Scan the listing below for the word "primaryAccount", then copy each line that has it.
▽
PR #4122, opened 2023-06-20
zsh: allow setting custom syntax highlighting styles

ThinkChaos:
### Description

Commit message:

> Custom styles allow overriding the default colors.
> Example:
> ```nix
> {
>   zsh.syntaxHighlighting.styles.comment = "fg=#6c6c6c";
> }
> ```
> 
> See https://github.com/zsh-users/zsh-syntax-highlighting/blob/master/docs/highlighters.md

The motivation for adding this is to workaround https://github.com/zsh-users/zsh-syntax-highlighting/issues/510

I also made the package configurable since we have a module now.

### Checklist

    ```
    {component}: {description}

    {long description}
    ```

### DIFF
--- a/modules/programs/zsh.nix
+++ b/modules/programs/zsh.nix
@@ -212,6 +212,8 @@ let
     options = {
       enable = mkEnableOption "zsh syntax highlighting";
 
+      package = mkPackageOption pkgs "zsh-syntax-highlighting" { };
+
       styles = mkOption {
         type = types.attrsOf types.str;
         default = {};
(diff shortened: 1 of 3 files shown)


ThinkChaos:
Small feedback for contributions:
I think it'd be nice to have a link to the `nmt` repo or bash-lib in the issue template. I had to go digging a bit to find what assertions exist. Or maybe link a wiki page in this repo instead of the commit so you can expand a bit more and link the commit and bash-lib from there.

modules/programs/zsh.nix
```diff
@@ -584,11 +606,17 @@ in
...
+        (optionalString cfg.syntaxHighlighting.enable
           # Load zsh-syntax-highlighting after all custom widgets have been created
           # https://github.com/zsh-users/zsh-syntax-highlighting#faq
-          "source ${pkgs.zsh-syntax-highlighting}/share/zsh-syntax-highlighting/zsh-syntax-highlighting.zsh"
-        )
+        ''
+          source ${cfg.syntaxHighlighting.package}/share/zsh-syntax-highlighting/zsh-syntax-highlighting.zsh
+          ${lib.concatStringsSep "\n" (
+              lib.mapAttrsToList
+                (name: value: "ZSH_HIGHLIGHT_STYLES['${name}']='${value}'")
```
ncfavier, line 616:
```suggestion
                (name: value: "ZSH_HIGHLIGHT_STYLES[${lib.escapeShellArg name}]=${lib.escapeShellArg value}")
```

Maybe?

ncfavier:
> Small feedback for contributions: I think it'd be nice to have a link to the `nmt` repo or bash-lib in the issue template. I had to go digging a bit to find what assertions exist. Or maybe link a wiki page in this repo instead of the commit so you can expand a bit more and link the commit and bash-lib from there.

https://github.com/nix-community/home-manager/pull/4125

ThinkChaos:
Thanks for the quick review and updating the contribution guide!  
I applied your suggestion and squashed the commit.

PR #4131, opened 2023-06-21
Speed up copyFonts

apeschar:
### Description

When a lot of fonts are used, the `copyFonts` step can take multiple seconds. It currently deletes and again copies the fonts from the Nix store, even if the files are identical.

This PR makes two changes:

1. Skip font installation if the derivation hasn't changed: the path to the build in the Nix store is written to a file. As long as the Nix store path doesn't change (ie, the font build is the same), the copyFonts step is skipped.
1. Use `rsync` instead of `install` to copy font files. Rsync will only copy files that are new or have actually changed.

With these changes the `copyFonts` step is instant when no fonts are changed, and quite a lot faster when there are changes.

### Checklist

    ```
    {component}: {description}

    {long description}
    ```

### DIFF
--- a/modules/targets/darwin/fonts.nix
+++ b/modules/targets/darwin/fonts.nix
@@ -10,20 +10,17 @@ let
     pathsToLink = "/share/fonts";
   };
   fonts = "${fontsEnv}/share/fonts";
+  installDir = "${homeDir}/Library/Fonts/HomeManager";
 in {
   # macOS won't recognize symlinked fonts
   config = mkIf pkgs.stdenv.hostPlatform.isDarwin {
-    home.activation.copyFonts = hm.dag.entryAfter [ "writeBoundary" ] ''
-      copyFonts() {
-        rm -rf ${homeDir}/Library/Fonts/HomeManager || :
-
-        local f
-        find -L "${fonts}" -type f -printf '%P\0' | while IFS= read -rd "" f; do
-          run install $VERBOSE_ARG -Dm644 -T \
-            "${fonts}/$f" "${homeDir}/Library/Fonts/HomeManager/$f"
-        done
-      }
-      copyFonts
-    '';
+    home.file."Library/Fonts/.home-manager-fonts-version" = {
+      text = "${fontsEnv}";
+      onChange = ''
+        run mkdir -p ${escapeShellArg installDir}
+        run ${pkgs.rsync}/bin/rsync $VERBOSE_ARG -acL --chmod=u+w --delete \
+          ${escapeShellArgs [ "${fonts}/" installDir ]}
+      '';
+    };
   };
 }


modules/targets/darwin/fonts.nix
```diff
@@ -10,18 +10,24 @@ let
...
   fonts = "${fontsEnv}/share/fonts";
+  installDir = "${homeDir}/Library/Fonts/HomeManager";
+  versionFile = "${installDir}/derivation";
 in {
   # macOS won't recognize symlinked fonts
   config = mkIf pkgs.stdenv.hostPlatform.isDarwin {
     home.activation.copyFonts = hm.dag.entryAfter [ "writeBoundary" ] ''
       copyFonts() {
-        rm -rf ${homeDir}/Library/Fonts/HomeManager || :
+        if [[ $(cat ${versionFile} 2>/dev/null) = ${fontsEnv} ]]; then
```
berbiche, line 20:
```suggestion
        if [[ $(cat ${versionFile} 2>/dev/null) = ${escapeShellArg fontsEnv} ]]; then
```

modules/targets/darwin/fonts.nix
```diff
@@ -10,18 +10,24 @@ let
...
-        find -L "${fonts}" -type f -printf '%P\0' | while IFS= read -rd "" f; do
-          $DRY_RUN_CMD install $VERBOSE_ARG -Dm644 -T \
-            "${fonts}/$f" "${homeDir}/Library/Fonts/HomeManager/$f"
-        done
+        $DRY_RUN_CMD mkdir -p ${installDir}
+        $DRY_RUN_CMD ${pkgs.rsync}/bin/rsync $VERBOSE_ARG -acL --chmod=u+w --delete ${fonts}/ ${installDir}
+
+        if [[ ! -v DRY_RUN ]]; then
+          echo ${fontsEnv} > ${versionFile}
+        fi
```
berbiche, line 30:
```suggestion
        $DRY_RUN_CMD echo ${escapeShellArg fontsEnv} > ${versionFile}
```
`fontsEnv` declaration could also be updated to use `escapeShellArg` instead.

modules/targets/darwin/fonts.nix
```diff
@@ -10,18 +10,24 @@ let
...
+          return 0
+        fi
 
-        local f
-        find -L "${fonts}" -type f -printf '%P\0' | while IFS= read -rd "" f; do
-          $DRY_RUN_CMD install $VERBOSE_ARG -Dm644 -T \
-            "${fonts}/$f" "${homeDir}/Library/Fonts/HomeManager/$f"
-        done
+        $DRY_RUN_CMD mkdir -p ${installDir}
+        $DRY_RUN_CMD ${pkgs.rsync}/bin/rsync $VERBOSE_ARG -acL --chmod=u+w --delete ${fonts}/ ${installDir}
```
berbiche, line 26:
```suggestion
        $DRY_RUN_CMD ${pkgs.rsync}/bin/rsync $VERBOSE_ARG -acL --chmod=u+w --delete ${escapeShellArg fonts}/ ${installDir}
```

berbiche (commented):
Nice improvement 👍 
Thanks for the contribution.

apeschar:
Thanks for your review, @berbiche. I think I've fixed your concerns.

How do you feel about merging this? :)

apeschar:
@ncfavier, would you perhaps like to have a look at this PR?

I think I've addressed @berbiche's comments, and this will be a big performance boost for those on macOS with a lot of fonts or with large fonts (eg, Nerd Fonts). I've been using this for the past months without issues.

ncfavier:
Do we need step 1, isn't step 2 enough?

apeschar:
Need no, but it speeds things up significantly:

`rsync` still walks the entire tree and compares the content of all the files because it cannot rely on timestamps (since all timestamps are 0 in Nix).

So although that is faster than rewriting all the files, it still involves reading all files, which can take a few seconds.

ncfavier:
Fair enough. Have you considered something like

```nix
home.file.${versionFile} = {
  text = fontsEnv;
  onChange = ''
    rsync ...
  '';
};
```

?

apeschar:
I had not considered that; I was unaware of this possibility. I've implemented the same logic using onChange. Have another look, if you like.

ncfavier (approved):

apeschar:
Rebased against master. I think this can safely be merged.

modules/targets/darwin/fonts.nix
```diff
@@ -10,20 +10,17 @@ let
...
-      }
-      copyFonts
-    '';
+    home.file."Library/Fonts/.home-manager-fonts-version" = {
+      text = "${fontsEnv}";
+      onChange = ''
+        mkdir -p ${escapeShellArg installDir}
+        ${pkgs.rsync}/bin/rsync $VERBOSE_ARG -acL --chmod=u+w --delete \
+          ${escapeShellArgs ["${fonts}/" installDir]}
+      '';
```
sumnerevans, line 23: These probably still need to be protected by the `run` shell function.

https://nix-community.github.io/home-manager/release-notes.xhtml#sec-release-24.05-highlights

sumnerevans (changes requested):

apeschar:
This PR is still applicable. Just rebased on master.

modules/targets/darwin/fonts.nix
apeschar: Never mind, I see that `run` is also necessary to respect the `silence` flag. I've added it. :)

sumnerevans (approved):

rycee:

andreykaipov:
Another awesome part of this PR is it fixes copyFonts on macOS for me. No idea how it ever worked for others before!

I used to get the following issue since BSD `find` doesn't have `-printf`: 

```
Activating copyFonts
find: -printf: unknown primary or operator
```

PR #4135, opened 2023-06-21
starship: Remove INSIDE_EMACS checks when enabling shell integration

IvanMalison:
### Description

Many of the terminals supported inside emacs work perfectly fine with STARSHIP.
The TERM=dumb case already handles the tramp and eterm cases, so as far as I can
tell, this is basically just a check for the benefit of OLD versions of
term-mode (see
https://www.emacswiki.org/emacs/AnsiTerm#:~:text=Historically%2C%20'M%2Dx%20ansi%2Dterm,the%20older%20'C%2Dc'%20binding.,
which indicates that it also now handles colors).

### Checklist

    ```
    {component}: {description}

    {long description}
    ```

### DIFF
--- a/modules/programs/starship.nix
+++ b/modules/programs/starship.nix
@@ -100,26 +100,26 @@ in {
     };
 
     programs.bash.initExtra = mkIf cfg.enableBashIntegration ''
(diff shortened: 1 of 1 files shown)


ncfavier (approved):
This seems to be the better alternative: https://github.com/nix-community/home-manager/pull/4116#discussion_r1237907253

PR #4138, opened 2023-06-22
Fixing some minor issues with calendar infra.

Janik-Haag:
### Description

I fixed a small issues in khal because it excepts a certain setting only in the default section and I fixed a small docs error in the calendar infra. 

### Checklist

    ```
    {component}: {description}

    {long description}
    ```

### DIFF
--- a/modules/programs/khal.nix
+++ b/modules/programs/khal.nix
@@ -25,7 +25,6 @@ let
   genCalendarStr = name: value:
     concatStringsSep "\n" ([
       "[[${name}]]"
-      "highlight_event_days = True"
       "path = ${
         value.local.path + "/"
         + (optionalString (value.khal.type == "discover") value.khal.glob)
@@ -158,6 +157,7 @@ in {
           # locale = definedAttrs (cfg.locale // { _module = null; });
 
           default = optionalAttrs (!isNull primaryAccount) {
+            highlight_event_days = true;
             default_calendar = if isNull primaryAccount.primaryCollection then
               primaryAccount.name
             else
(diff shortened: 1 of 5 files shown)


modules/programs/khal.nix
```diff
@@ -158,6 +157,7 @@ in {
           # locale = definedAttrs (cfg.locale // { _module = null; });
 
           default = optionalAttrs (!isNull primaryAccount) {
+            highlight_event_days = True;
```
ncfavier, line 160:
```suggestion
            highlight_event_days = true;
```

Could you add a test so that this would have been caught?

Janik-Haag: I will take a look at writing tests.

Janik-Haag:
The test currently fails and I suspect it's something with the test stubs but I'm don't know.

ncfavier:
You can click on [Details](https://github.com/nix-community/home-manager/actions/runs/5430144422/jobs/9875678168?pr=4138) and see which step is failing

Janik-Haag:
The test it self, it already fails locally but I don't know why.

tests/modules/programs/khal/default.nix
ncfavier, line 1: This file should contain an attribute set mapping test names to test files. See neighbouring [`kitty/default.nix`](https://github.com/nix-community/home-manager/blob/master/tests/modules/programs/kitty/default.nix) for example.

Janik-Haag: Argh sorry, I should have just taken a closer look, builds fine now and catches the error I made above. A better test would probably to compare if the config that gets generated is the same as the expected one but better this then nothing I guess :shrug:

PR #4144, opened 2023-06-22
home-cursor.nix: enable gtk module when enabling gtk config generation

Maroka-chan:
The gtk configurations are not generated unless config.gtk is enabled. This is a point of confusion because config.home.pointerCursor.gtk can essentially be disabled, despite having it enabled.

### Description

I changed the home.pointerCursor.gtk option such that it also enables the gtk module. The pointerCursor.gtk option essentially does nothing when the gtk module is disabled, so I think it is safe to assume that you would want to enable gtk when using this option. My cursor size was not consistent between applications, and it admittedly took me way too long to figure out that this was the problem..

### Checklist

    ```
    {component}: {description}

    {long description}
    ```

### DIFF
--- a/modules/config/home-cursor.nix
+++ b/modules/config/home-cursor.nix
@@ -42,7 +42,8 @@ let
 
       gtk = {
         enable = mkEnableOption ''
-          gtk config generation for <option>home.pointerCursor</option>
+          gtk config generation for <option>home.pointerCursor</option>.
+	  Note that <option>gtk</option> has to be enabled for the configs to take effect
         '';
       };
     };
@@ -152,7 +153,6 @@ in {
     })
 
     (mkIf cfg.gtk.enable {
-      gtk.enable = true;
       gtk.cursorTheme = mkDefault { inherit (cfg) package name size; };
     })
   ]);
--- a/modules/config/home-cursor.nix
+++ b/modules/config/home-cursor.nix
@@ -42,8 +42,7 @@ let
 
       gtk = {
         enable = mkEnableOption ''
-          gtk config generation for <option>home.pointerCursor</option>.
-	  Note that <option>gtk</option> has to be enabled for the configs to take effect
+          gtk config generation for <option>home.pointerCursor</option>
         '';
       };
     };
@@ -105,6 +104,12 @@ in {
         backends, you can toggle them via the enable option. For example,
         <xref linkend="opt-home.pointerCursor.x11.enable"/>
         will enable x11 cursor configurations.
+	</para><para>
+        Note that this will merely generate the cursor configurations.
+	To apply the configurations, the relevant subsytems must also be configured.
+	For example, <xref linkend="opt-home.pointerCursor.gtk.enable"/> will generate
+        the gtk cursor configuration, but <xref linkend="opt-gtk.enable"/> needs
+        to be set for it to be applied.
       '';
     };
   };
--- a/modules/config/home-cursor.nix
+++ b/modules/config/home-cursor.nix
@@ -152,6 +152,7 @@ in {
     })
 
     (mkIf cfg.gtk.enable {
+      gtk.enable = true;
       gtk.cursorTheme = mkDefault { inherit (cfg) package name size; };
     })
   ]);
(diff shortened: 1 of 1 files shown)


ncfavier:
@polykernel what do you think?

polykernel:
Sorry for the extremely late response, some real life stuff got in the way.

> The gtk configurations are not generated unless config.gtk is enabled. This is a point of confusion because config.home.pointerCursor.gtk can essentially be disabled, despite having it enabled.

I agree that this behavior can be confusing for users, but enabling the gtk module implictly extends the scope of home.pointerCursor. The sole responsibility of the `home.pointerCursor` module is to generate cursor configurations. When the option `home.pointerCursor.<backend>` is enabled, the outcome should be that the cursor configuration for that particular backend is generated. The idea is to separate generation of the configuration from activation and thereby make activation explicit.

For example, suppose an user has the following block in their home-manager configuration
```nix
...
gkt.enable = true;
home.pointerCursor.gtk.enable = true;
...
```
If the user wants to disable all gtk configurations, then commenting out gtk.enable suffice. However, if home.pointerCursor.gtk also contained logic for activating the gtk module, then gtk.enable no longer serves as the master switch and this can potentially leads to some subtle bugs(one can argue using mkOverride would solve the problem but this just shifts the level where it occurs since then the mkOverride priority essentially becomes the default priority).

Therefore I think it is important to preserve the separation between generating and activating the configuration even though it is inconvenient here. The documentation for the module should be updated to indicate this.

rycee:
Agreed, can just add some text in the `home.pointerCursor.gtk.enable` to indicate that it only applies if `gkt.enable` is enabled.

Maroka-chan:
That makes sense. I added a note to the option description instead. It's hopefully clear that it refers to the config.gtk option.

modules/config/home-cursor.nix
```diff
@@ -42,7 +42,8 @@ let
 
       gtk = {
         enable = mkEnableOption ''
-          gtk config generation for <option>home.pointerCursor</option>
+          gtk config generation for <option>home.pointerCursor</option>.
+	  Note that <option>gtk</option> has to be enabled for the configs to take effect
```
polykernel, line 46: It may be worthwhile to add a clause under the main `home.pointerCursor` submodule's description since the same requirement holds for the x11 backend and `xsession.enable`.

Perhaps something akin to
```nix
description = ''
  Cursor configuration. Set to <literal>null</literal> to disable.
  </para><para>
  Top-level options declared under this submodule are backend independent
  options. Options declared under namespaces such as <literal>x11</literal>
  are backend specific options. By default, only backend independent cursor
  configurations are generated. If you need configurations for specific
  backends, you can toggle them via the enable option. For example,
  <xref linkend="opt-home.pointerCursor.x11.enable"/>
  will enable x11 cursor configurations.
  </para><para>
  Note that the cursor configurations are only generated, the relevant
  subsytems must be configured for them to take effect. For example,
  <xref linkend="opt-home.pointerCursor.gtk.enable"/> will enable
  gtk cursor configuration but <xref linkend="opt-gtk.enable"/> needs
  to be set for it to be applied.
'';
```

Maroka-chan: Good point. I've now removed the note on the gtk option and added the more general note under the main submodule description :)

polykernel (approved):

modules/config/home-cursor.nix
```diff
@@ -104,6 +104,12 @@ in {
         backends, you can toggle them via the enable option. For example,
         <xref linkend="opt-home.pointerCursor.x11.enable"/>
         will enable x11 cursor configurations.
+	</para><para>
+        Note that this will merely generate the cursor configurations.
+	To apply the configurations, the relevant subsytems must also be configured.
+	For example, <xref linkend="opt-home.pointerCursor.gtk.enable"/> will generate
+        the gtk cursor configuration, but <xref linkend="opt-gtk.enable"/> needs
+        to be set for it to be applied.
```
ncfavier, line 112: You seem to have mixed spaces and tabs here

Maroka-chan: oh shoot, you're right. I haven't gotten around to configure vim on this machine yet, so I didn't consider that it made tabs. In any case, It should be consistent now.

ncfavier (approved):
macos tests should succeed once [nixpk.gs/pr-tracker.html?pr=242954](https://nixpk.gs/pr-tracker.html?pr=242954) turns all green

PR #5766, opened 2024-08-24
nix: add nix.package to home.packages

BarrOff:
### Description

Add nix.package to home.packages if nix.package is not null.
This fixes the following use case:

- set `nix.package` to a version newer than the default system nix version
- `nix.settings` or `nix.extraOptions` contains some options which work for `nix.package` but not the older system nix version
- after creating a new home-manager generation nix commands fail because of the incompatible options 

In my opinion it makes sense to install the nix package compatible to the configuration settings.
However the change might not be backwards compatible because it potentially installs a new package to existing setups.

### Checklist

    ```
    {component}: {description}

    {long description}
    ```

#### Maintainer CC

@polykernel

### DIFF
--- a/modules/misc/nix.nix
+++ b/modules/misc/nix.nix
@@ -276,6 +276,8 @@ in {
   };
 
   config = mkIf cfg.enable (mkMerge [
+    (mkIf (cfg.package != null) { home.packages = [ cfg.package ]; })
+
     (mkIf (cfg.nixPath != [ ] && !cfg.keepOldNixPath) {
       home.sessionVariables.NIX_PATH = "${nixPath}";
     })


drupol:
I was looking for the same thing and finally did: https://code.europa.eu/ecphp/devs-profile/-/commit/d992404513ca8a8909b9116538ad618f28fef1b7

khaneliman:
> However the change might not be backwards compatible because it potentially installs a new package to existing setups.

This is the only thing I wasn't sure about. 

For me just testing this branch real quick: 

```bash
ADDED
[A.] boehm-gc       8.2.8-dev
[A.] boost          1.87.0-dev
[A.] libarchive     3.8.1, 3.8.1-dev
[A*] nix            2.31.1-dev
[A.] nix-cmd        2.31.1-dev
[A.] nix-expr       2.31.1-dev
[A.] nix-expr-c     2.31.1, 2.31.1-dev
[A.] nix-fetchers   2.31.1-dev
[A.] nix-fetchers-c 2.31.1, 2.31.1-dev
[A.] nix-flake      2.31.1-dev
[A.] nix-flake-c    2.31.1, 2.31.1-dev
[A.] nix-main       2.31.1-dev
[A.] nix-main-c     2.31.1, 2.31.1-dev
[A.] nix-perl       2.31.1
[A.] nix-store      2.31.1-dev
[A.] nix-store-c    2.31.1, 2.31.1-dev
[A.] nix-util       2.31.1-dev
[A.] nix-util-c     2.31.1, 2.31.1-dev
[A.] nlohmann_json  3.11.3

SIZE: 23.3 GiB -> 23.5 GiB
DIFF: 151 MiB
```

Before:

```
trace-which nix
/nix/store/69lc6ybbzjn6y0n3j6fvfnabknxcyjpf-nix-2.31.1/bin/nix
```

After:

```
trace-which nix
/nix/store/yqngwidm05f5cbk6sssazy9a0xqkqs95-home-manager-path/bin/nix
```

teto:
> In my opinion it makes sense to install the nix package compatible to the configuration settings.

yes current behavior is surprising. As @khaneliman mentioned it would be a breaking change (one that could annoy lots of people). It could be done adding a check on home.stateVersion (check mpd.nix for an example) and a mention in release-notes. We could get this in before 25.11

ambroisie:
Bumping this back up to get merged at some point, we've already slipped past 25.11.

PR #5768, opened 2024-08-25
kanshi: add support for output aliases

octvs:
- Add `services.kanshi.profiles.<name>.outputs.*.alias` to support new alias directive from kanshi [1].
- Add relevant coverage by modifying the existing "new-configuration" test.

[1]: https://git.sr.ht/~emersion/kanshi/commit/1ed86ce523553240ceb81e9d466b88d3554a66bb

### Description

_Refer to the commit msg_

### Checklist

    ```
    {component}: {description}

    {long description}
    ```

#### Maintainer CC

@nurelin

### DIFF
--- a/modules/services/kanshi.nix
+++ b/modules/services/kanshi.nix
@@ -123,6 +123,15 @@ let
         '';
       };
 
+      alias = mkOption {
+        type = types.nullOr types.str;
+        default = null;
+        example = "laptopMonitor";
+        description = ''
+          Defines an alias for the output
+        '';
+      };
+
       adaptiveSync = mkOption {
         type = types.nullOr types.bool;
         default = null;
@@ -135,15 +144,16 @@ let
     };
   };
 
-  outputStr =
-    { criteria, status, mode, position, scale, transform, adaptiveSync, ... }:
+  outputStr = { criteria, status, mode, position, scale, transform, adaptiveSync
+    , alias, ... }:
     ''output "${criteria}"'' + optionalString (status != null) " ${status}"
     + optionalString (mode != null) " mode ${mode}"
     + optionalString (position != null) " position ${position}"
     + optionalString (scale != null) " scale ${toString scale}"
     + optionalString (transform != null) " transform ${transform}"
     + optionalString (adaptiveSync != null)
-    " adaptive_sync ${if adaptiveSync then "on" else "off"}";
+    " adaptive_sync ${if adaptiveSync then "on" else "off"}"
+    + optionalString (alias != null) " alias \$${alias}";
 
   profileModule = types.submodule {
     options = {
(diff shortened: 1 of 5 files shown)


rycee:
Looks good as far as I can tell (as a person not using Kanshi). Is @nurelin's comment resolved in the current version of this PR?

nurelin:
Not yet.

octvs:
Now it should be. My apologies for the delay, I already had the patch ready but
I was busy with other entanglements.

Please take a look at the assertion that I added, I'm still rough on the edges
with nix.

-- 
O. Cenk Taskin

octvs:
Just bumped into a note I made for myself while checking the kanshi docs
previously.

> Current test case is faulty since kanshi also doesn't allow wildcards on
> global scope. 

I've fixed that as well. Let me know if we should also add an assertion for
that.

About the tests: Sadly I've no idea why the it is failing with

```txt
kanshi-new-configuration: FAILED
Expected home-files/asserts/assertions.actual to be same as /nix/store/y73rids8ybzgg3a1rakvpi3fva8lh706-assertions.expected but were different:
--- actual
+++ expected
@@ -1 +0,0 @@
-Output kanshi.*.output.alias can only be defined on global scope
\ No newline at end of file
For further reference please introspect /nix/store/4wql2ffzp97xhn38za068ya1h9c56pvc-nmt-report-kanshi-new-configuration
```

Is it formatting or should I have declared the assertions somewhere else as
well?

nurelin:
Thank you for fixing the mistake with the wildcard! I do not think that we really need to enforce this with an assertion.

For the test failure, I think that is due to [this line](https://github.com/nix-community/home-manager/pull/5768/files#diff-2522539054f62379308b3d12076ed8b009b157f9db62b911b12164e9891e6d4aR128) that force the creation of the attribute with a value of null. You should update the assertion to check both the existence of the attribute `alias` and that the attribute is not `null`.

Could you also add the test below to check that the assertion actually raised:

```diff
diff --git a/tests/modules/services/kanshi/alias-assertion.nix b/tests/modules/services/kanshi/alias-assertion.nix
new file mode 100644
index 00000000..ba6b4760
--- /dev/null
+++ b/tests/modules/services/kanshi/alias-assertion.nix
@@ -0,0 +1,23 @@
+{ config, pkgs, ... }: {
+  config = {
+    services.kanshi = {
+      enable = true;
+      package = config.lib.test.mkStubPackage { };
+      settings = [
+        {
+          profile.name = "nomad";
+          profile.outputs = [
+            {
+              criteria = "eDP-1";
+              alias = "test";
+            }
+          ];
+        }
+      ];
+    };
+
+    test.asserts.assertions.expected = [
+      ''Output kanshi.*.output.alias can only be defined on global scope''
+    ];
+  };
+}
diff --git a/tests/modules/services/kanshi/default.nix b/tests/modules/services/kanshi/default.nix
index b7704b11..05e224aa 100644
--- a/tests/modules/services/kanshi/default.nix
+++ b/tests/modules/services/kanshi/default.nix
@@ -1,4 +1,5 @@
 {
   kanshi-basic-configuration = ./basic-configuration.nix;
   kanshi-new-configuration = ./new-configuration.nix;
+  kanshi-alias-assertion = ./alias-assertion.nix;
 }
```

With all of that, we should be good to go.

octvs:
> For the test failure, I think that is due to [this line]

Thanks for the pointer, now I modified the check however the fail is still
there. 

> Could you also add the test below to check that the assertion actually

Done. However this new test also fails with the same error as with the other
test.

nurelin:
The tests passed so it ok for me :+1:

rycee:
Thanks to both of you! Merged to master now 🙂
△
Task result:
           default = optionalAttrs (!isNull primaryAccount) {
             default_calendar = if isNull primaryAccount.primaryCollection then
               primaryAccount.name
           default = optionalAttrs (!isNull primaryAccount) {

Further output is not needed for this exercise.